ABOUT THIS TASK: Will you give every entry again exactly as it stands?

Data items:
Issue #6011, opened 2020-12-25
Possible different datasets in the same network


Moandor-y:
**Describe the bug**

If we form a network with some nodes, and change some fields in the dataset (e.g. mesh local prefix) of some nodes, while keeping master key, channel, pan id the same values, they will still form a single network, but can't talk to others because of the different network parameters.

REPLY:
Issue #6011, opened 2020-12-25
Possible different datasets in the same network


Moandor-y:
**Describe the bug**

If we form a network with some nodes, and change some fields in the dataset (e.g. mesh local prefix) of some nodes, while keeping master key, channel, pan id the same values, they will still form a single network, but can't talk to others because of the different network parameters.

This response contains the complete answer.